A paused recycle pod shows up in `runpod-deploy ls-stale` like any
other EXITED pod — that's intentional. The audit lists give you
visibility into what you're recycling:

```bash
runpod-deploy ls-stale
```

```
POD_ID           NAME                                         GB    $/day     $/mo
----------------------------------------------------------------------------------
abc12345         my-benchmark-20260517T120000Z                 50     0.17     5.00
def67890         my-other-workflow-20260517T103000Z           100     0.33    10.00
----------------------------------------------------------------------------------
TOTAL: 2 pods, $0.50/day (~$15.00/mo)
```

If a recycle pod has been idle for weeks and you've moved on, just
delete it via `runpod-deploy cleanup --state-file <path> --mode
delete` (or hand-`runpodctl pod delete <id>`).

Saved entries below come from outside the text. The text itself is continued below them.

PR #576, opened 2016-01-23
merge from upstream, fix merge confilict and fix build on non java 8

aozarov:


garrettjonesgoogle:
For the code that we have added in this branch (gcloud-java-gax and gcloud-java-pubsub), it looks like you have only touched the pom.xml files. The diff for these files isn't available, but I'm not too concerned. I'm fine with letting the rest through without reviewing it.

PR #582, opened 2016-01-26
Use pagination in DatastoreExample

ajkannan:
Pagination is a common use case, so using it in the example is good as an example and for our own testing purposes.  This PR also fixes a docs bug and makes the README formatting better.


ajkannan:
Increased query limit size.

PR #586, opened 2016-01-26
The part of managed zone that relates DnsRecords and ManagedZoneInfo

mderka:
This is the first part which will be later extended with what relates to changes. Furthermore, we do not provide the user with options for service calls yet. This is to be implemented shortly in the subsequent phase too.


aozarov:
I think title should be renamed to describe that this PR is adding "functional" managed zone and the Dns main service. However, I suggest we split this PR to first, provide a complete Dns service interface including the options and only after sending another PR for the functional managed zone.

## When recycle stops paying off

Three signals that a workflow shouldn't be on recycle anymore:

1. **Image drift WARNING fires every run** — your image is rotating
   too fast for the cache to help.
2. **`ls-stale` shows a recycle pod sitting > 30 days unused** —
   you've moved off this workflow; switch to `on_success: delete` and
   `rm` the state-file.
3. **GPU class changes per run** — sweeps that rotate `gpu_order`
   force fresh-create every time anyway.

## What lives where

| Concern | Owner |
|---|---|
| Issuing `runpodctl pod stop` at end-of-run + preserving state-file | `runpod-deploy run` (`provider._cleanup_recycle`) |
| Storing the resume pointer (pod_id + image + GPU + DC) | The state-file at `state_file:` (per-config) |
| Validating that the paused pod still matches the spec (image / GPU / DC drift) | `runpod-deploy run` (`provider.try_resume_pod`) |
| Calling `runpodctl pod start <id>` when validation passes | `runpod-deploy run` (`provider.try_resume_pod`) |
| Forcing a fresh-create regardless of state-file | `runpod-deploy run --force-fresh` |
| Deciding when recycle stops paying off (volume cost vs run frequency) | You (the trade-off above) |
| Pairing with weekly `ls-stale` to catch forgotten paused pods | Your hygiene rotation |

## Anti-pattern to avoid

Don't use `lifecycle.on_success: recycle` on configs you run less than
~3×/week. A 50 GB paused pod costs ~$5/mo idle; the recycle benefit
(saved cold-start time × run frequency) needs to clear that floor.
For low-frequency configs, the default `lifecycle.on_success: delete`
is cheaper.

Don't share one `state_file:` across multiple configs. The state-file
is the resume pointer; if two configs both write to
`~/.runpod-deploy-current` and the second config recycles a pod
provisioned by the first, image / GPU / DC drift detection will fall
through to fresh-create (with a WARNING) — defeating the purpose.
Always give recycled configs unique `state_file:` paths.

## See also

- [`lifecycle.md` §7](../lifecycle.md#7-lifecycle-action-cleanup) —
  the full action table including `recycle`.
- [`payload-reuse-via-network-volume.md`](payload-reuse-via-network-volume.md)
  — orthogonal: use a network volume to share state ACROSS pods
  (e.g., for parallel sweeps). Recycle reuses ONE pod across runs.
- [`troubleshooting.md`](../troubleshooting.md) — diagnosing drift
  WARNINGs and unexpected fresh-creates.